I am just going to see if these are correct. Let’s see if we can get the table to include total number of bottles.
%%bigquery --project pic-math
WITH statsTable as(
SELECT category_name, AVG(retail_max) as average, STDDEV(retail_max) as standarddeviation
FROM (SELECT category_name, item_description, bottle_volume_ml, MAX(state_bottle_retail) as retail_max
FROM `bigquery-public-data.iowa_liquor_sales.sales`
GROUP BY category_name, item_description, bottle_volume_ml)
GROUP BY category_name
)
SELECT t.category_name,
COUNTIF(t.state_bottle_retail > statsTable.average + 2*statsTable.standarddeviation) as bottles_over_two_sd,
COUNT(*) as total_bottles,
AVG(statsTable.average)as average_price,
AVG(statsTable.standarddeviation) as standard_deviation_price
FROM `bigquery-public-data.iowa_liquor_sales.sales` t JOIN statsTable
ON t.category_name = statsTable.category_name
GROUP BY category_name
ORDER BY bottles_over_two_sd
category_name | bottles_over_two_sd | total_bottles | average_price | standard_deviation_price | |
---|---|---|---|---|---|
0 | WATERMELON SCHNAPPS | 0 | 17844 | 7.247500 | 4.970288 |
1 | ROOT BEER SCHNAPPS | 0 | 13615 | 10.398182 | 3.146531 |
2 | American Sloe Gins | 0 | 4252 | 11.630000 | 7.000000 |
3 | GRAPE SCHNAPPS | 0 | 13044 | 10.630000 | 1.668772 |
4 | Distilled Spirits Specialty | 0 | 293 | 20.760000 | 12.332202 |
... | ... | ... | ... | ... | ... |
130 | American Flavored Vodka | 6817 | 637286 | 11.274107 | 5.030962 |
131 | Whiskey Liqueur | 7330 | 651397 | 19.606241 | 21.243081 |
132 | Flavored Rum | 10316 | 328127 | 13.934458 | 5.546112 |
133 | CANADIAN WHISKIES | 15258 | 936212 | 18.787585 | 14.252754 |
134 | WHISKEY LIQUEUR | 35516 | 334572 | 13.477604 | 9.556290 |
135 rows × 5 columns
Yeah maybe that is a reasonable number of whiskeys…

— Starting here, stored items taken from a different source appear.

PR #240, opened 2017-09-12
Fixed bug that makes  spinner persist on reward drill-in

Scollaco:
# What

Fixed bug on which activity indicator wouldn't disappear from RewardPledgeViewController.

# Why

https://trello.com/c/iwWkq5Gd/117-spinner-persists-on-reward-drill-in.

# See 👀

screenbug


justinswart:
@Scollaco merging this in so we can get the bugfixes out 👍

PR #242, opened 2017-09-15
Use private(set) var over let

stephencelis:
Needed for key path lenses to work (produce writable key paths).


luoser:
thx fr evrythng stphn

PR #244, opened 2017-09-15
Add graphQL to ksapi

Scollaco:
# What

• Implement graphQL.
• Start consuming Categories using graphQL 

# Why

Retrieve only the necessary data from the server in order to make the app faster and more efficient.

# TODO ⏰

- [x] Finish the transition of Categories api to graphQL
- [x] Add more tests
- [x] Code cleanup


Kickstarter.xcodeproj/project.pbxproj
```diff
@@ -4163,7 +4166,7 @@
 					};
 					A7D1F9441C850B7C000D41D5 = {
 						CreatedOnToolsVersion = 7.2.1;
-						DevelopmentTeam = 48YBP49Y5N;
+						DevelopmentTeam = 5DAN4UM3NC;
```
justinswart: Hey let's not commit these changes, it might confuse CircleCI 👍 I'm guessing this was to get it to build locally on device?

Kickstarter.xcodeproj/project.pbxproj
```diff
@@ -6382,7 +6386,7 @@
 				CODE_SIGN_IDENTITY = "iPhone Developer";
 				"CODE_SIGN_IDENTITY[sdk=iphoneos*]" = "iPhone Developer";
 				DEFINES_MODULE = YES;
-				DEVELOPMENT_TEAM = 48YBP49Y5N;
+				DEVELOPMENT_TEAM = 5DAN4UM3NC;
```
justinswart: Revert this line too please.

Kickstarter.xcodeproj/project.pbxproj
```diff
@@ -6399,8 +6403,8 @@
 				PRODUCT_BUNDLE_IDENTIFIER = com.kickstarter.kickstarter.alpha;
 				PRODUCT_MODULE_NAME = Kickstarter_iOS;
 				PRODUCT_NAME = KickDebug;
-				PROVISIONING_PROFILE = "";
-				PROVISIONING_PROFILE_SPECIFIER = "Alpha Development";
+				PROVISIONING_PROFILE = "186a3515-ae79-4f05-8f2a-cd8af78d80c2";
+				PROVISIONING_PROFILE_SPECIFIER = "Brandon Development";
```
justinswart: And these two lines 🙂

KsApi/GraphSchema.swift
```diff
@@ -0,0 +1,398 @@
...
+public enum Edges<Q: QueryType> {
+  case cursor
+  case node(NonEmptySet<Q>)
+}
+
+public enum Nodes<Q: QueryType> {
+  case nodes(NonEmptySet<Q>)
+}
+
+//public struct GraphError: Error {
```
justinswart: Still needed?

KsApi/Service.swift
```diff
@@ -184,6 +184,10 @@ public struct Service: ServiceType {
     return request(.friendStats)
   }
 
+  public func fetchGraph<A: Swift.Decodable>(query: NonEmptySet<Query>) -> SignalProducer<A, GraphError> {
```
justinswart: Any reason to not just expose `fetch(_:)` directly?

Library/ViewModels/DiscoveryFiltersViewModel.swift
```diff
@@ -316,10 +304,47 @@ private func favorites(selectedRow: SelectableRow, categories: [KsApi.Category])
...
+  let rootCategories: [Category]
+
+   struct Category: Swift.Decodable {
+    let id: String
+    let name: String
+    let subcategories: SubcategoryConnection
+
+     struct SubcategoryConnection: Swift.Decodable {
+      let totalCount: Int
+      let nodes: [Node]
```
justinswart: Might be able to generalize `Node` to `Node<T>` for better readability when using nodes in other places like `Node<Category>` or `Node<Project>`. I believe it'll still work with `Swift.Decodable`?

Kickstarter.xcodeproj/project.pbxproj
Scollaco: Reverting now. These changes were commited by accident :)

KsApi/GraphSchema.swift
Scollaco: The GraphError struct is no longer needed, so I will delete it

KsApi/Service.swift
Scollaco: In this case I was just following the structure of the current Service.swift file. It may be a good idea to move the graph related functions to a separated file (I think that's how it is in our private repo). What do you think?

Library/ViewModels/DiscoveryFiltersViewModel.swift
Scollaco: It makes sense. Yes, it will work with Swift.Decodable if we declare node as Node<T: Swift.Decodable>

KsApi/Service.swift
justinswart: Yeah I had separated them out into two different services before and kept the shared functionality in `ServiceType`, I felt like that made it easier to work with but it's up to you! The last stuff that I worked on related to that is in this branch https://github.com/kickstarter/ios-private/tree/subs-pledge

justinswart: Yeah I had separated them out into two different services before and kept the shared functionality in ServiceType, I felt like that made it easier to work with but it's up to you! Will send you the link on Slack 👍

KsApi/MockService.swift
```diff
@@ -514,6 +515,19 @@ internal struct MockService: ServiceType {
     )
   }
 
+  func fetchGraphCategories(query: NonEmptySet<Query>) -> SignalProducer<RootCategoriesEnvelope, GraphError> {
+    return SignalProducer(value: self.fetchGraphCategoriesResponse!)
```
justinswart: I think it'd be better to do an `if let response = self.fetchGraphCategoriesResponse { ... }` and if it's `nil` just return `.empty`. Better to have a failing test than tests crashing altogether because of potentially unwrapping a `nil` value.

KsApi/MockService.swift
```diff
@@ -514,6 +515,19 @@ internal struct MockService: ServiceType {
...
+  }
+
+  func fetchGraphCategory(query: NonEmptySet<Query>)
+    -> SignalProducer<RootCategoriesEnvelope.Category, GraphError> {
+    return SignalProducer(value: .template |> RootCategoriesEnvelope.Category.lens.id .~ "\(query.head)")
```
justinswart: This should be a property on the `MockService` so that we can control it from tests.

KsApi/MockService.swift
```diff
@@ -514,6 +515,19 @@ internal struct MockService: ServiceType {
...
+  }
+
+  internal func fetchGraph<A>(query: NonEmptySet<Query>) -> SignalProducer<A, GraphError> where A: Decodable {
+    return .empty
```
justinswart: If we never need to mock this then we could perhaps remove it from the interface and always create query specific functions?

KsApi/models/DiscoveryParams.swift
```diff
@@ -147,3 +148,30 @@ private func stringIntToBool(_ string: String?) -> Decoded<Bool?> {
     .map { .success($0 == 0 ? nil : $0 == 1) }
     .coalesceWith(.failure(.custom("Could not parse string into bool.")))
 }
+
+private func decodeToGraphCategory(_ json: JSON?) -> Decoded<RootCategoriesEnvelope.Category> {
+
+  guard let jsonObj = json else {
+    return .success(RootCategoriesEnvelope.Category(id: "-1", name: "Unknown Category"))
```
justinswart: Not sure I understand the `-1` bit?

KsApi/models/DiscoveryParams.swift
```diff
@@ -147,3 +148,30 @@ private func stringIntToBool(_ string: String?) -> Decoded<Bool?> {
...
+  case .object(let dic):
+    let category = RootCategoriesEnvelope.Category(id: categoryInfo(dic).0,
+                                                   name: categoryInfo(dic).1)
+    return .success(category)
+  default:
+    return .failure(DecodeError.custom("JSON should be object type"))
+  }
+}
+
+private func categoryInfo(_ json: [String: JSON]) -> (String, String) {
```
justinswart: Might be better to have the return type be `(String, String)?` and handle the `nil` case at the call site?

KsApi/models/GraphCategory.swift
```diff
@@ -0,0 +1,132 @@
...
+public struct RootCategoriesEnvelope: Swift.Decodable {
+  public let rootCategories: [Category]
+
+  public struct Category: Swift.Decodable {
+    public let id: String
+    public var intID: Int? {
+        return decompose(id: id)
+    }
+
+    public static let gamesId: Int = 12
```
justinswart: Why this one hard-coded value?

KsApi/models/GraphCategory.swift
```diff
@@ -0,0 +1,132 @@
...
+
+    public let name: String
+    public let parentId: String?
+    internal let parentCategory: ParentCategory?
+    public var _parent: RootCategoriesEnvelope.Category? {
```
justinswart: Was this previously exposed as `_parent`? We could make the `_parent` `private` and expose `parent`, we'd just need to use `CodingKeys` to decode it to the correct property. Of course that would mean implementing the `Decodable` initializer but might be worth not having to refer to `_parent` where it's use in the app... 🤔

KsApi/models/lenses/GraphCategoryLenses.swift
```diff
@@ -0,0 +1,67 @@
+import Prelude
+
+extension RootCategoriesEnvelope.Category {
+
+  public enum lens {
```
justinswart: Couldn't we do these lenses the way they were done in #243?

Library/ViewModels/DiscoveryFiltersViewModel.swift
```diff
@@ -140,6 +143,10 @@ public final class DiscoveryFiltersViewModel: DiscoveryFiltersViewModelType,
       )
       .map { (rows: $1, categoryId: $0.0, selectedRowId: $0.1) }
 
+    self.loadCategoryRows.signal.observeValues { values in
+      print(values)
```
justinswart: You probably don't need this `print` anymore.

Kickstarter-iOS/Views/Cells/DiscoveryExpandedSelectableRow.swift
```diff
@@ -12,7 +12,7 @@ internal final class DiscoveryExpandedSelectableRowCell: UITableViewCell, ValueC
 
   internal func configureWith(value: (row: SelectableRow, categoryId: Int?)) {
     if let category = value.row.params.category, category.isRoot {
-      self.filterTitleLabel.text = RootCategory(categoryId: category.id).allProjectsString()
+      self.filterTitleLabel.text = RootCategory(categoryId: category.intID ?? -1).allProjectsString()
```
justinswart: `-1`?

KsApi/ServiceType.swift
```diff
@@ -106,6 +100,16 @@ public protocol ServiceType {
   /// Fetch friend stats.
   func fetchFriendStats() -> SignalProducer<FriendStatsEnvelope, ErrorEnvelope>
 
+  /// Fetch generic objects using graphQL.
+  func fetchGraph<A: Swift.Decodable>(query: NonEmptySet<Query>) -> SignalProducer<A, GraphError>
```
justinswart: We could get around the `fetchGraph` prefixes by having a `nested` protocol type, similar to how we do `inputs` and `outputs` on view models. Not a big deal but might make it read better as `apiService.graph.fetchCategories`, makes it seems less as if `GraphCategory` is a thing 😄

justinswart:
Also there are a couple failing tests on circle that I'm sure you're still planning on getting to 👍

KsApi/MockService.swift
Scollaco: In this case I'm unwrapping the optional because there is no way for it to be nil, since it will returns a template if the value of `fetchGraphCategoriesResponse` is nil. But I agree that it will make the test code more reliable adding a `if` statement.

KsApi/MockService.swift
Scollaco: Oh right, I will remove it. Should have done this in the past. Good catch!

KsApi/ServiceType.swift
Scollaco: This function actually will be removed since after some refactoring and code cleanup, it's not necessary anymore, because we can simply call the private `fetch` function like:  
`public func fetchGraphCategories(query: NonEmptySet<Query>) -> SignalProducer<RootCategoriesEnvelope, GraphError> {
    return fetch(query: query)
  }`

KsApi/models/DiscoveryParams.swift
Scollaco: -1 is the id of a unrecognized category. a need to pass a value to the `RootCategory` class initializer, so it can be uesd on the expandable/selectable cells configuration and `DiscoveryNavigationHeaderViewController`

KsApi/models/GraphCategory.swift
Scollaco: This code i copied from the old `Category` class. it's related to some logic to show or not a Rating Alert depending if the category is `Game`.

KsApi/models/DiscoveryParams.swift
Scollaco: That's how it was before. I don't know why I changed it :)

KsApi/models/GraphCategory.swift
Scollaco: I agree!

KsApi/models/lenses/GraphCategoryLenses.swift
Scollaco: Oh yes! Will do.

Library/ViewModels/DiscoveryFiltersViewModel.swift
Scollaco: good catch. this line should have been deleted.

Scollaco:
Thank you for the the time to review, @justinswart! I will make some changes and I'm also aware of the failing tests. I had to fix a bug and will need to fix some tests since I had to change some code a little bit.

Kickstarter-iOS/Views/Cells/DiscoveryExpandedSelectableRow.swift
Scollaco: -1 is the id for unrecognized category. I've explained with more detail some comments below.

KsApi/models/DiscoveryParams.swift
```diff
@@ -147,3 +148,30 @@ private func stringIntToBool(_ string: String?) -> Decoded<Bool?> {
...
+  default:
+    return .failure(DecodeError.custom("JSON should be object type"))
+  }
+}
+
+private func categoryInfo(_ json: [String: JSON]) -> (String, String)? {
+  guard let name = json["name"], let id = json["id"] else {
+    return nil
+  }
+  switch (id, name) {
```
manojmahapatra: you could perhaps use `if case` instead and return nil otherwise.

PR #245, opened 2017-09-15
Fix live stream event info page color

justinswart:
# What

At some point the background color of the info page changed for live stream events, probably during #199. This PR just puts that back to the correct grey.


cdolm92:
looks good 👍

PR #247, opened 2017-09-20
Fix signup translation in Japanese

PeterTeng:
# What

`ログインかサインイン` replace with `ログインかサインアップ`

# Why

The Japanese of signup should be `サインアップ` instead of `サインイン`.

|Japanese|English|
|:---:|:---:|
|`ログインかサインイン`|`login or sign in`|
|ログインかサインアップ|`login or sign up`|

This is my first time to make a pull request here. I have an issue that I can't run `make test-all`
It shows below when i run `make test-all`

```
   .
   .
   .
Testing failed:
	Use of undeclared type 'WritableKeyPath'
	Use of undeclared type 'WritableKeyPath'
	Use of undeclared type 'WritableKeyPath'
	Use of undeclared type 'WritableKeyPath'
	Use of undeclared type 'WritableKeyPath'
** TEST FAILED **
The following build commands failed:
	CompileSwift normal x86_64 /Users/PeterTeng/workspace/ios-oss/Frameworks/Prelude/Prelude/Lens.swift
	CompileSwiftSources normal x86_64 com.apple.xcode.tools.swift.compiler
(2 failures)
make[1]: *** [test] Error 65
make: *** [test-all] Error 2
DONGSHIH:ios-oss[peter/fix-jp-local]🦁
```

### DIFF
--- a/Kickstarter-iOS/Locales/ja.lproj/Localizable.strings
+++ b/Kickstarter-iOS/Locales/ja.lproj/Localizable.strings
@@ -154,8 +154,8 @@
 "Live_streaming_now" = "ライブ配信中";
 "Live_with_creator_name" = "<b>%{creator_name}</b>のライブ配信";
 "Loading" = "読み込み中";
-"Log_in_or_sign_up_to_save_this_project_and_we_ll_remind_you" = "ログインかサインインしてこのプロジェクトを保存してください。終了４８時間前にリマインドします。";
-"Log_in_or_sign_up_to_subscribe" = "ログインかサインインしてください";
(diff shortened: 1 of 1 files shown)


justinswart:
@PeterTeng hey thanks for finding that and for letting us know! We won't be able to merge this PR unfortunately due to the way that we generate our `Strings` [file](https://github.com/kickstarter/ios-oss/blob/master/Library/Strings.swift) using [code generation](https://github.com/kickstarter/ios-oss/blob/master/bin/strings.swift). This is a part of our internal l10n process.

Our internationalization team is aware of the translation that you reported and you'll see a fix in an upcoming version of the app.

But please do open an issue on the repo if you find any more translation errors!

If the price of the bottles was normally distributed, we’d only expect 2.5% but I doubt the price is normal. Using the mean and standard deviation we see that it is clearly a funky distribution.
Your Turn#
Challenge your mates with a difficult question. Try to stump them and don’t forget to try it yourself! For the quiz, pair (or thruple, three or less please!) up with someone in the class and try to come up with a challenge for you both to tackle. I’d prefer you consider the datasets we have already looked at; liquors, bikeshare (stations or trips) and census. Try to pose the challenge clearly and see if you can solve it. Only new questions please!
Examples#
Please only use these if you are really stumped on what to ask!

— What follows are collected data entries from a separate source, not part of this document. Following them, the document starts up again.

PR #248, opened 2017-09-21
Unavailable reward placement (native)

Scollaco:
# What

Re-order rewards as follow:
• no reward tier
• available rewards, sorted from $ to $$$
• unavailable rewards, sorted from $ to $$$

# Why

https://trello.com/c/EBxaeKOA/66-unavailable-reward-placement-native

# See 👀

screen shot 2017-09-21 at 4 11 23 pm


justinswart:
Hey @Scollaco I think this looks cool - Could I suggest: 

- let's move the sorting into a testable function and add a test for it in `ProjectPamphletContentDataSourceTests`? (we can create that if it doesn't exist yet).
- let's refer to `availableRewards` and `unavailableRewards` for consistency I think, unless _allGone_ is something we refer to elsewhere?

Kickstarter-iOS/DataSources/ProjectPamphletContentDataSource.swift
```diff
@@ -55,9 +56,28 @@ internal final class ProjectPamphletContentDataSource: ValueCellDataSource {
       .sorted()
       .map { (project, Either<Reward, Backing>.left($0)) }
 
+    let availableRewards = project.rewards
+      .filter { isMainReward(reward: $0, project: project) }
+      .filter { $0.remaining != 0 }
```
luoser: i think we should also add a check for if remaining is `nil` here, since it's an optional value and if it is nil the rewards are unlimited. this filter can then be more like:

```swift
.filter { $0.remaining == nil || $0.remaining != 0 }
```

Kickstarter-iOS/DataSources/ProjectPamphletContentDataSourceTests.swift
```diff
@@ -124,4 +124,34 @@ final class ProjectPamphletContentDataSourceTests: TestCase {
...
   }
+
+  func testAvailableRewardsSection_ShowsCorrectValues() {
+    let availableSection = ProjectPamphletContentDataSource.Section.availableRewards.rawValue
+    let unavailableSection = ProjectPamphletContentDataSource.Section.unavailableRewards.rawValue
+
+    let reward = Reward.template
+      |> Reward.lens.remaining .~ 1
+    let project = Project.template
+                  |> Project.lens.rewards .~ [reward]
```
justinswart: Alignment got a little off here.

Scollaco: Good catch!

PR #249, opened 2017-09-25
Update README to point to Xcode 9 download

stringerbell:
# What

Update to the xcode link in the readme

# Why

So no one else downloads Xcode 8.3.3 when they're getting started. 😄


justinswart:
Thanks!

PR #250, opened 2017-09-26
Put cancel button back on MessageDialogViewController

justinswart:
# What

Quick fix to bring back the cancel button on `MessageDialogViewController`.

# Why

It's needed to dismiss the dialog if one does not want to send a message.

# How

I think it might have been removed during #224, so if "Cancel" was the default in the Storyboard then the button would have no text not not appear.

# See 👀

### DIFF
--- a/Kickstarter-iOS/Views/Controllers/MessageDialogViewController.swift
+++ b/Kickstarter-iOS/Views/Controllers/MessageDialogViewController.swift
@@ -32,10 +32,8 @@ internal final class MessageDialogViewController: UIViewController {
 
   internal override func viewDidLoad() {
     super.viewDidLoad()
+    
     self.viewModel.inputs.viewDidLoad()
-
-    _ = self.cancelButton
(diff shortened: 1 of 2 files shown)


Kickstarter-iOS/Views/Controllers/MessageDialogViewController.swift
```diff
@@ -32,6 +33,9 @@ internal final class MessageDialogViewController: UIViewController {
   internal override func viewDidLoad() {
     super.viewDidLoad()
     self.viewModel.inputs.viewDidLoad()
+
+    _ = self.cancelButton
+      |> UIBarButtonItem.lens.title %~ { _ in Strings.general_navigation_buttons_cancel() }
```
Scollaco: Is there any reason why we are not setting the title within the <bindStyles()> function?

justinswart: Oh true! I didn't really think about it... I can move it to `bindStyles()`. I guess to me a text isn't really a style but better to keep it consistent I agree 👍

PR #1726, opened 2022-09-12
[NTV-615] Facebook-ObjC-SDK Carthage -> SPM

scottkicks:
# 📲 What

As part of  our Carthage -> SPM migration we need to migrate Optimizely

# 🤔 Why

# 🛠 How

- Remove the dependencies from Cartfile and Cartfile.resolved and add them to Package.resolved
- Use minimum version would have been 6.5.2 to match Carthage, but there were some missing symbols in that version of the new `facebook-ios-sdk` that we need to use now. Those issues have been resolved, but required setting the minimum version to 9.0.0
- Resolve any merge conflicts

# ✅ Acceptance criteria

- [x] Breakpoint most instances of code used in files that `import FBSDKCoreKit` & `import FBSDKLoginKit` and run the app on device to check the breakpoints are hit and the app continues to run as expected. Specifically in the Feature Flag viewer


msadoon (approved):
Good to go!

I didn't do any on device testing on this, you might have, but there seems to be lots of places to breakpoint and check the app for regressions (esp with the verison bump).

Screen Shot 2022-09-13 at 8 15 12 AM

I'll leave this to you though, you can own the facebook stuff as you are working on deprecating it 💯

scottkicks:
> ... Also not 100% sure all those imports are being used.

Nice catch. I  was able to remove a couple of unused imports. I'm still working on testing the Find Friends FB flow. Once that looks good I will merge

What zip code consumes the most liquor per capita in Iowa?
Which zip code uses the bikeshare the most per capita in Austin?
Does the percentage of children in an area effect the amount of liquor consumed? (You need the per capita consumption for this to be accurate!)
What type of bikeshare station had the most trips going over a day?